# How to carry a child plus luggage?



## CanucksTraveller (2 Aug 2012)

I wasn't sure whether to put this in Family or Touring, it's kind of both. 

I normally commute to work on a hybrid, but being a commuter bike it's set up a bit more like a tourer than a hybrid, it has full mudguards and a rear rack (Tortec Tour) with a couple of altura panniers for to carry shopping and work clothing, documents etc. 
My little girl has just reached one year old last month and I'd like to take her out on the bike and still carry a pannier or two for the shopping, or the baby change stuff and whatever else, but my options at my local bike shop appear to be non-starters. They have a range of child seats, but the shop assistant assures me they certainly won't fit on the bike while I have my rear rack fitted (I doubt this one, but a physical guestimate at the shop was inconclusive). They further say that I can't use panniers as the little one's feet go where the panniers are supposed to go. (This one seems to carry more weight, pardon the pun). 
They basically said it's either:
1) Lose the rear rack, and fit a seat. They say there is no such thing as child seat plus panniers. 
2) Fit a trailer, although even that might not fit over a rear rack. (I'm not sure about whether that would be true). 

They suggested I ask on my local friendly cycle forum for ideas, and I've not been here for a while, so here I am. 

Are they talking shite? Or is there a way to carry a little one plus a couple of shopping bags? 

To be honest I'd rather avoid the trailer if possible as her view will be rubbish at best.


----------



## CanucksTraveller (2 Aug 2012)

I'm loathe to buy another set of panniers, but I'd never heard of a Weeride, let alone seen one. 
I really like the look of them, so thanks for the idea, it looks great. I'll look into one some more. Cheers!


----------



## Andy_R (2 Aug 2012)

Front panniers?


----------



## slowmotion (2 Aug 2012)

That Weeride looks fantastic! It must be amazing fun for the little one, and much better for conversation. Is there a version for eighteen year olds?


----------



## defy-one (3 Aug 2012)

I had a weeride or something similar when the kids were small. They still remember going out with me on it


----------



## User482 (7 Aug 2012)

A trailer works fine with a rear rack & panniers - it's what I use.


----------



## Sara_H (26 Aug 2012)

A neighbour of mine has a rear seat and a front rack and panniers.


----------



## ufkacbln (26 Aug 2012)

Just get one of these and pile it all in!


----------



## Drago (26 Aug 2012)

Trailer. Even sigle seat trailers have plenty of room round back for carrying bages etc, and a 2 seater for little more cost gives you a vast capacity.


----------



## 400bhp (6 Sep 2012)

[QUOTE 1964599, member: 45"]A Hamax Plus seat will work with the specific Hamax panniers.
[/quote]

I have a Hamax Siesta seat (recliner-note they are ridiculously cehap in Decathlon - £45).

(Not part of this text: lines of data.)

PR #1423, opened 2017-03-20
Improve app termination save pending

### LINKED ISSUE #971: Save game operation fails silently if user resigns and quits the game quickly enough

LGM-Doyle:
This improves/fixes [Issue #971 Save game operation fails silently if user resigns and quits the game quickly enough](https://github.com/freeorion/freeorion/issues/971).

The problem as described in the issue is that application can exit while the server is either collecting or writing the save game.

This PR solves this by popping up a dialog when there is a pending save and the user tries to return to the intro menu or completely exit the game.  The dialog says "A save game is in progress.  Click Stop Waiting to abandon the save."

If the player waits the application will quit/exit when the save completes.

If the player clicks "Stop Waiting" then the app will continue with the exit, without waiting for the save to complete.

A deficiency is that when the player elects to stop waiting the exit may wait  for 5 seconds and then kill the server.  Neither the server process or the AI processes are interruptible.  However, the player will have been informed and chosen to abandon the save and kill the server. 

I think this fixes the bug.

### DIFF
--- a/client/human/HumanClientApp.cpp
+++ b/client/human/HumanClientApp.cpp
@@ -1130,13 +1130,13 @@ namespace {
     // The dialog automatically closes if the save completes while the user is waiting
     class SaveGamePendingDialog : public GG::ThreeButtonDlg {
         public:
-        SaveGamePendingDialog(boost::signals2::signal<void()>& save_completed_signal) :
+        SaveGamePendingDialog(bool reset, boost::signals2::signal<void()>& save_completed_signal) :
             GG::ThreeButtonDlg(
                 GG::X(320), GG::Y(200), UserString("SAVE_GAME_IN_PROGRESS"),
                 ClientUI::GetFont(ClientUI::Pts()+2),
                 ClientUI::WndColor(), ClientUI::WndOuterBorderColor(),
                 ClientUI::CtrlColor(), ClientUI::TextColor(), 1,
-                UserString("ABORT_SAVE_AND_QUIT"))
+                (reset ? UserString("ABORT_SAVE_AND_RESET") : UserString("ABORT_SAVE_AND_EXIT")))
         { GG::Connect(save_completed_signal, &SaveGamePendingDialog::SaveCompletedHandler, this); }
 
         void SaveCompletedHandler() {
@@ -1159,7 +1159,7 @@ void HumanClientApp::ResetOrExitApp(bool reset) {
 
     if (m_save_game_in_progress) {
         DebugLogger() << "save game in progress. Checking with player.";
-        auto dlg = SaveGamePendingDialog(this->SaveGameCompletedSignal);
+        auto dlg = SaveGamePendingDialog(reset, this->SaveGameCompletedSignal);
         dlg.Run();
     }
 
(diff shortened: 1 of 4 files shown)


client/human/HumanClientApp.cpp
```diff
@@ -1117,18 +1125,46 @@ void HumanClientApp::ResetClientData() {
...
+            GG::ThreeButtonDlg(
+                GG::X(320), GG::Y(200), UserString("SAVE_GAME_IN_PROGRESS"),
+                ClientUI::GetFont(ClientUI::Pts()+2),
+                ClientUI::WndColor(), ClientUI::WndOuterBorderColor(),
+                ClientUI::CtrlColor(), ClientUI::TextColor(), 1,
+                UserString("STOP_WAITING"))
+        { GG::Connect(save_completed_signal, &SaveGamePendingDialog::SaveCompletedHandler, this); }
+
+        void SaveCompletedHandler()
+        {
```
geoffthemedio: { to previous line

client/human/HumanClientApp.cpp
```diff
@@ -1117,18 +1125,46 @@ void HumanClientApp::ResetClientData() {
...
+            DebugLogger() << "SaveGamePendingDialog:: save game completed handled.";
```
geoffthemedio: double ::  ?

default/stringtables/en.txt
```diff
@@ -899,6 +899,12 @@ Error when reading save file.
 UNABLE_TO_SAVE_NOW_TRY_AGAIN
 Unable to save during AI processing. Try again when AIs have finished turns.
 
+SAVE_GAME_IN_PROGRESS
+A save game is in progress.  Click Stop Waiting to abandon the save.
+
+STOP_WAITING
+Stop waiting.
```
geoffthemedio: Maybe something stronger-sounding? Like `Abort Save and Quit Immediately`

geoffthemedio: `Abort Save and Quit` is ambiguous. Will the quit be aborted?

Vezzra: So maybe "Abort Save, and Quit", or "Abort Save, then Quit"?

LGM-Doyle: I've split the messages in separate ones for return to main menu and exiting. 
`Return to Main Menu without saving.`
and
`Exit FreeOrion without saving.`

This is the same phrasing as the `RETURN_TO_INTRO` message.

They have small holes in the back of the seat for putting the straps through. Some of these are redundant. It is possible to thread straps through these and have a small bag hanging off the back of the seat. I had a kiddies cool box at the back.

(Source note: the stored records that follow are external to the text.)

PR #1425, opened 2017-03-21
Fix issue 1422 human client FSM transition order issues.

### LINKED ISSUE #1422: Human Client Access Violation Upon Fatal Error From Server
Was playing around with the save format, and made a save that the UI accepts, but which fails to load properly on the server. When the client receives an error message from the server about the fatal error, there is an access violation in the client, at least in Windows. The problem happens around here:

https://github.com/freeorion/freeorion/blob/master/client/human/HumanClientFSM.cpp#L550

The comment immediately above this code suggests the possible cause of the problem.

I'm not sure how the code within `Client().ResetToIntro();`, which itself posts some events and does some transitions to kill the sever and similar things, will interact with the explicit transition here, but at least the explicit transition probably needs to happen before the message box.

LGM-Doyle:
I think that this PR fixes #1422.

The problem is that moving `discard_event()` to after the transition within `ResetToIntro()` means that the discard event null transition occurs from a state that has already been exited.

The PR expands the comments clarifying the boost state machine behavior everywhere in the code. 

Hopefully this corrects, my previous unclear explanation of what was happening in this section of code.

### DIFF
--- a/client/human/HumanClientFSM.cpp
+++ b/client/human/HumanClientFSM.cpp
@@ -542,12 +542,17 @@ boost::statechart::result PlayingGame::react(const Error& msg) {
     ErrorLogger() << "PlayingGame::react(const Error& msg) error: "
                   << problem << "\nProblem is" << (fatal ? "fatal" : "non-fatal");
 
+    //Note: Any transit<> transition must occur before the MessageBox().
+    // MessageBox blocks and can allow other events to transit<> to a new state
+    // which makes this transit fatal.
+
+    auto retval = discard_event();
     if (fatal)
-        Client().ResetToIntro();    // initiates state transition, so nothing extra required in this function
+        Client().ResetToIntro();
 
     ClientUI::MessageBox(UserString(problem), fatal);
 
-    return discard_event();
+    return retval;
 }
 
 boost::statechart::result PlayingGame::react(const TurnProgress& msg) {
--- a/client/human/HumanClientFSM.cpp
+++ b/client/human/HumanClientFSM.cpp
@@ -17,6 +17,53 @@
 #include <boost/format.hpp>
 #include <thread>
 
+/** \page statechart_notes Notes on Boost Statechart transitions
+
+    \section reaction_transition_note Transistion Ordering and Reaction return values.
+
+    Transitions, transit<> or discard_event(), from states must occur from the current state.
+    Transitioning from a state a second time causes indeterminate behavior and may crash.
+    Transitioning from a state that is not the current state causes indeterminate behavior and may crash.
+
+    Reactions handle events in states.  They return a statechart::result from a transit<> or discard_event().
+
+    In a reaction the state is transitioned when transit<> or discard_event() is called, not when
+    the reaction returns.  If a function is called within the reaction that may internally cause a
+    transition, then the transistion out of the reaction's initial state must happen before the
+    function is called.  Save the return value and return it at the end of the reaction.
+
+    This code is correct:
+    \code
+        boost::statechart::result SomeState::react(const SomeEvent& a) {
+
+            // Transition before calling other code that may also transition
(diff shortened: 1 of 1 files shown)


client/human/HumanClientFSM.cpp
```diff
@@ -114,9 +114,13 @@ boost::statechart::result WaitingForSPHostAck::react(const HostSPGame& msg) {
 
 boost::statechart::result WaitingForSPHostAck::react(const Disconnection& d) {
     if (TRACE_EXECUTION) DebugLogger() << "(HumanClientFSM) PlayingGame.Disconnection";
-    //Note: Any transit<> transition must occur before the MessageBox().
-    // MessageBox blocks and can allow other events to transit<> to a new state
-    // which makes this transit fatal.
+    // Note: All transitions, transit<> or disable_event(), must occur in the order
```
geoffthemedio: disable or discard?

geoffthemedio: "must occur in the order that they cause changes to state machine" is unclear.

client/human/HumanClientFSM.cpp
```diff
@@ -114,9 +114,13 @@ boost::statechart::result WaitingForSPHostAck::react(const HostSPGame& msg) {
...
+    // that they cause changes to the state machine.
+    // - MessageBox blocks the UI, but continues handling events so other events
```
geoffthemedio: MessageBox handles events? Or the FSM continues handling events while MessageBox has the UI blocked? Why does a UI block matter to the FSM?

client/human/HumanClientFSM.cpp
geoffthemedio: the phrase I quoted is still there and still doesn't make sense (or appears tautological)

client/human/HumanClientFSM.cpp
geoffthemedio: Then say the MessageBox starts handling events, rather than continues, since it wasn't handling any events before it blocked the UI.

Vezzra:
Fixed the issue on OSX. No more in-game windows left over when returning to main menu.

client/human/HumanClientFSM.cpp
LGM-Doyle: I laughed when I read "appears tautological".

I expanded the comment so that it hopefully is clear why the incorrect code ordering crashes. 

The comment was long and repeated. I moved it to the top of the file, with doxygen notation to create a separate page and added references to it at all the locations in code where it was repeated.

client/human/HumanClientFSM.cpp
LGM-Doyle: clarified.

geoffthemedio:
better now.

the top-of-file comment still isn't great / perfect, but I don't have any immediate specific complaints.

LGM-Doyle:
I agree a non-local comment is less likely to be read when it needs to be read.

However, I felt that the comment having reached comically long proportions and being repeated 12 times risked being updated inconsistently in differing locations, resulting in one correct comment and 11 misleading comments. 

This way there is one correct comment, that no one will read :)

geoffthemedio:
I meant the current comment, which is at the top of the file, isn't great. Not that it being at the top of the file isn't great. It's fine where it is, just not written perfectly.

LGM-Doyle:
I'll need more specific criticism of the comment, if you want it changed.  I wrote it, so it seems clear to me.

I'm trying to summarize enough of the `boost::statechart` manual/tutorial so that the mechanics of reactions and the sequencing of state transitions are clear enough that the ordering requirements in the code are obvious.

geoffthemedio:
As I wrote before, I don't have any immediate specific complaints. Just a vague feeling it could be improved. But it's fine as is.

Suppose I should merge this then...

It's also possible to fit a small saddle bag too. No bigger than a small Topeak Aero wedge though.

Another option is to have some bags/panniers located towards the front of the bag. A detuer triangle bag is something else I used.


----------



## 400bhp (6 Sep 2012)

Actually, I reckon it would be possible to still use side panniers on the rear with a child seat.

It'll probably be a bit of a faff first time round setting up.


----------



## RWright (16 Sep 2012)

I remembered having seen this child seat when I was looking for bicycle reviews and thinking it looked like a cool idea. Not sure how old the kid is but looks pretty young to me. I think it is called a Yepp mini. All the kid needs is some mini riding glasses


----------



## cyberknight (16 Sep 2012)

Put the kid in the panniers ?


----------



## trampyjoe (16 Sep 2012)

Trailer + pannier (with a weekly shop and none of the shopping was put in the seat compartment of the trailer!):


----------



## jefmcg (16 Sep 2012)

On the first warm day this July, I saw a kid/baby on front seat heading towards on Tavistock Place, in morning peak. I don't think I have ever seen anyone as happy: they were moving at speed, and he was rocking from side to side having the time of his life.


----------



## jackhandy (20 Sep 2012)

my 2 year-old grand daughter loves the trail buggy, but conversations a bit stilted.
I wouldnc't like to use it in traffic, though : too much fumes down there.


----------



## Butterfly (1 Oct 2012)

I use front panniers and a baby seat on my solo. My Circe tandem will set up for baby seat plus panniers plus brompton bag or even 2 babyseats. The Yepp mini (or Bobike mini) is an option if you have enough space and are upright enough. Practical cycles in Lytham have some rack extenders to use panniers with a child seat and lots of other cool ideas. A child trailer gives you lots of storage and child space and leaves room for panniers as well but can be a pain to store and awkward if you have any barriers to negotiate.


----------



## hennbell (3 Oct 2012)

I used a chariot trailer that had tons of space to store things such as groceries, The trailer had a chain stay hitch so you could still use rack and pannier if you want.


----------



## Leccy (21 Oct 2012)

I use a Bumper Duo trailer, which attaches to the rear axle, so would not interfere with saddle bags. I've never needed saddle bags with this though as the trailer has a separate luggage area in the rear and there is also plenty of room within the actual trailer itself for me as I very rarely have more than one child in there.


----------



## Arch (21 Nov 2012)

cyberknight said:


> Put the kid in the panniers ?


 
Like this? 


http://sheldonbrown.com/carrababy.html


----------